例如,双栅SOI结构的MOSFET与传统的单栅体Si或者SOI MOSFET相比,能够抑制短沟道效应(SCE)以及漏致感应势垒降低(DIBL)效应,具有更低的结电容,能够实现沟道轻掺杂,可以通过设置金属栅极的功函数来调节阈值电压,能够得到约2倍的驱动电流,降低了对于有效栅氧厚度(EOT)的要求。而三栅器件与双栅器件相比,栅极包围了沟道区顶面以及两个侧面,栅极控制能力更强。进一步地,全环绕纳米线多栅器件更具有优势。
环栅纳米线器件虽然有更好的栅控作用,能更有效的控制短沟道效应,在亚14纳米技术的缩减过程中更具优势,但是一个关键问题是由于微小的导电沟道,在等效硅平面面积内不能提供更多的驱动电流。

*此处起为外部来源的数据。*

Issue #478, opened 2021-01-27
Update Queue/Dashboard Toggle to Design + Animated


ngwattcos:
Update from dropdown to toggle:

https://www.figma.com/file/h0kMHuGjX9QCtZ0Y6rUbDj/Fall-2020?node-id=709%3A143

Can use third-party pre-built tools like:
https://www.npmjs.com/package/react-switch

Or have better control over styling with custom-made toggle.

PR #560, opened 2021-05-08
Change Queue/Dashboard to toggle

nada-attia:
### Summary 

Addresses #478 

Changes the display of the dashboard/queue options on the professor's side from a pop up menu to a toggle bar to match the final top bar design from last semester which can be found [here](https://www.figma.com/file/h0kMHuGjX9QCtZ0Y6rUbDj/Fall-2020?node-id=709%3A143).

### Test Plan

例如,对于等效线宽1μm的器件而言,环栅纳米线器件的尺寸要满足:d*n+(n--1)*s=1μm,并且π*d*n>1μm。其中,d为单个纳米线(NW)的直径,n为纳米线的数目,s为纳米线之间的间距。因此,对于直径d分别为3、5、7、10nm的情形而言,纳米线间距s必须分别小于6.4、10..6、15、21.4nm。也即,如果要获得等同于体硅1um的栅宽,纳米线器件的平行排列要非常的紧密。依据现有的FinFET曝光和刻蚀技术(Fin间距在60纳米左右),制作这种极小间距的纳米线立体排列结构是很难实现的。

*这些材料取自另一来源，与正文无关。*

PR #572, opened 2021-08-25
Fixing assignment tags bug

triple-jay:
### Summary 
This should fix professors not being able to see assignments when adding a new assignment, as well as making sure the assignments display correctly, with assignment as the name and tags as provided.

### Test Plan 
Make sure that you can create an assignment and all the fields are correct, including assignment name and tags.

### Breaking Changes 

None

- [ ] My PR adds a @ts-ignore


ngwattcos (approved):
Great catch, great fix. Observed you testing in front of me and it works!

PR #577, opened 2021-09-22
Change all professor/ta email inputs to lowercase

nada-attia:
### Summary 

Change email inputs to lowercase to avoid issues when adding new professors/tas. Previously, if the ta/professor email was all uppercase, a new pending user would be created  in firestore with an all uppercase email. 

### Test Plan 

Add a new professor/ta with an uppercase email. A new pending user should not be created with an all uppercase email in firestore.
### Breaking Changes 

None

- [ ] My PR adds a @ts-ignore


triple-jay (approved):
Thanks a lot for making these changes! I tested with both entering emails as well as uploading CSV files for both professor and TA roles, and it looks good from both the user-facing side as well as Cloud Firestore.

PR #578, opened 2021-10-05
Disabling "@cornell.edu" requirement for test database

abagel21:
### Summary 

Adds a production/staging check to the Cornell email requirement. Fixes a series of eslint proptypes-related issues. As a result of prettier, formatted a bunch of files.

Utilizing the process.env.NODE_ENV and process.env.REACT_APP_IS_STAGING variables, checks whether the current environment is production, and whether the app is not in staging. If this is the case, then the "cornell.edu" header is required. Otherwise, any gmail can be used. Worth noting that the only way to confirm this 100% works is to push to production, but the required state for the header to be active is identical to the check for using the production database in firebase.ts, so any case in which the production database is in use should have the header active.    
For the proptypes fixes, if the type was an object or string, the defaultProp was set to undefined (which should satisfy the undefined checks used previously). The booleans were set according to their use, and what the expected behavior is in the default case.  
The style changes are as a result of prettier (now disabled).

### Test Plan 

I went through connecting with a new gmail account, adding/removing courses, creating office hours, editing office hours, creating and responding to questions, and the admin backend for switching roles.

### Notes 

I added a @eslint-disable-next-line for handleJoinClick in the Props of SessionQuestionsContainer because eslint was complaining about it, but commenting it out triggers a chain of errors in components dependent on it and because I was unsure of the exact behavior of this function, I preferred to ignore the linting error over causing undefined behavior.

### Breaking Changes 

None

- [ ] My PR adds a @ts-ignore


triple-jay (approved):
Thank you so much for making these changes Alex! This should really help speed up our development in the future and make it **so much easier** to test new features. Even though we can't test this on production yet, I would 100% agree with you that this shouldn't cause issues, as we have used the same check on the environment variables NODE_ENV and REACT_APP_IS_STAGING in firebase.ts way before this PR. I made sure that the Google Sign In method worked for non-Cornell emails, and I tried adding a question as well. Thank you so much once again for making this change!

PR #630, opened 2022-03-19
Calendar day export

erin-xu:
### Summary 
This PR adds a feature to export an entire day of office hours to Apple Calendar. Above the list of office hours on the left side of the screen, I added the date and a calendar icon to export the office hours for the day. Clicking the icon should open the calendar export modal, where the user can choose to export the office hours to Apple Calendar. I could not find a way to export an entire day of events to Google Calendar, so only the Apple Calendar option is shown. I also updated the title of the calendar export modal for a single office hour session to include the course name and OH name.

在垂直方向上实现堆叠环栅纳米线结构是提高晶体管驱动电流的有效方法,但在实现工艺(制作方法上)十分困难,与传统工艺兼容并减少工艺成本面临重大挑战。例如,一种现有的实现堆叠纳米线的是利用Si/SiGe多层异质外延并进行选择腐蚀,也即在埋氧层(BOX)上依次交替异质外延多个Si与SiGe的层叠,然后通过例如湿法腐蚀等方法选择性去除SiGe,从而留下Si纳米线的堆叠。这种方法严重受制于外延薄层质量的影响,极大的增加了工艺成本。另一方面,在单位footprint面积下,传统结构(纳米线堆叠之间有栅极填充,也即每个纳米线四周均被HK/MG的栅极堆叠环绕)的堆叠纳米线有效总电流较小,而在同一投影面积下,非堆叠纳米线的鳍片(翅片,Fin)的导通有效截面积(垂直于Fin或者纳米线延伸方向截得,也即垂直于沟道方向)更大。

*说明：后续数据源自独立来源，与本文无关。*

PR #632, opened 2022-03-22
Adding a <secret> email and password login

abagel21:
### Summary 

At the bottom of the landing page, adds a "Having trouble logging in?" hotlink that opens a email/password login modal. Adds support for adding a user by email/password.

### Test Plan 

Create an account in firebase auth. Log in with that user. Add a first/last name to the user in the firebase database. Test that it can interact with the site normally.

### Breaking Changes 

None

- [ ] My PR adds a @ts-ignore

因此,需要寻找一种充分增大导电沟道有效宽度提高驱动电流的新型器件结构及其制造方法。
发明内容
由上所述,本发明的目的在于克服上述技术困难,提出一种新型器件结构及其制造方法,充分增大导电沟道有效宽度从而提高驱动电流。
为此,本发明提供了一种FinFET器件的制作方法,包括:在衬底上形成沿第一方向延伸的多个鳍片结构;在每个鳍片结构沿第二方向的侧面形成多个突起;在鳍片结构上形成沿第二方向延伸的栅极堆叠结构;在栅极堆叠结构两侧形成源漏区,源漏区之间的鳍片结构构成沟道区。
其中,通过干法刻蚀和/或湿法腐蚀处理鳍片结构侧面以形成多个突起。
其中,控制刻蚀和/或腐蚀的工艺参数使得多个突起的形状包括矩形、三角形、梯形、倒梯形、Σ形、C形、D形、圆形、椭圆形、扇形、菱形及其组合。
其中,多个突起是周期性的、和/或连续的、和/或离散的。
其中,干法刻蚀包括具有横向刻蚀深度的各向同性的等离子体干法刻蚀或反应离子刻蚀,或者各向同性干法刻蚀与各向异性干法刻蚀的组合方法。
其中,湿法腐蚀包括利用不同晶向上选择腐蚀的湿法腐蚀方法。
其中,形成突起之后进一步包括:对鳍片侧壁进行表面处理、圆化工艺。
本发明还提供了一种FinFET器件,包括:多个鳍片结构,在衬底上沿第一方向延伸;多个栅极堆叠,沿第二方向延伸并且跨越了每个鳍片结构;多个源漏区,位于每个栅极堆叠沿第二方向两侧;多个沟道区,由位于多个源漏区之间的鳍片结构构成;其中,每个鳍片结构沿第二方向的侧壁具有多个突起。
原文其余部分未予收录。